Erosion estimation of a gate valve operating in sand-water flow

Gate valve is widely used in oil and gas industry. It is an on/off valve, but sometimes it is also used for regulating the flow. The presence of sand particles in production fluids imposes danger of erosion to gate valve and associated downstream pipe, and may result in failure of valve or leakage from the pipe. In this study, the erosion of a gate valve is numerically investigated to collect preliminary data in view of future experimental testing. Particularly, simplified prototypes of the device, in which the main features of the gate valve in three openings conditions (25%, 50% and 75%)are kept, have been simulated. The standard, most widely used methodology for erosion prediction is employed. That is, first, sand-water two-phase dilute flow is modeled using an Euler-Lagrange numerical approach in a computational fluid dynamics (CFD) simulation software.

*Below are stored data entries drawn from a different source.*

PR #299, opened 2020-07-20
Make `docker.nix` configurable, add option to include shell

TheMatten:
This makes it more convenient to build custom images (possibly with shell included) using `--arg` flags in `nix-build`.
- [x] investigate possibility of lowering shell footprint

### DIFF
--- a/docker.nix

Afterwards, erosion predictions are made using an embedded utility in a commercial software and an in-house code of the FluidLab research group, which both rely on some semi-empirical erosion models. After validating the fluid dynamic characteristics of the prototypes with respect to experiments in the absence of sand, a sensitivity analysis is made in order to investigate the robustness of the wear estimates upon the different parameters of the erosion prediction model. The numerical simulations indicated that the structure of the particle equation of motion has non-negligible effects on erosion, and that parameters like the restitution coefficients, and the shape of the abrasive particles non-spherical factors are effective as well. Above all, the used erosion model exerts the main influence on the erosion predictions. The work allowed identifying the main features of the erosion process, thereby providing useful information for arranging the experimental campaign.